The data -
PR #102, opened 2026-05-19
Add crate logos-accounts

jazzz:
Accounts were introduced in a previous PR however they were local to the core/conversations. This PR moves Accounts to their own crate so they can be re-used in other services.

Changes:
- Adds IdentityProvider trait to `service_traits` so it is available for external implementors. 
- Adds logos-account crate, as it need to be accessible by applications to administer user accounts. This change while perhaps permature, establishes it as an external entity. 
- Updated IdentityProvider::friendly_name -> display_name as suggested by @osmaczko .

Future Work:
- Update core::context to accept an external IdentityProvider impl on construction. 
- Update InboxV2 to use this


jazzz:
This PR is dependent on #101  being merged first.

osmaczko (approved):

The problem - Among the lines above, find those holding the word "IdentityProvider" and state how many there are, number only.

Written answer - 3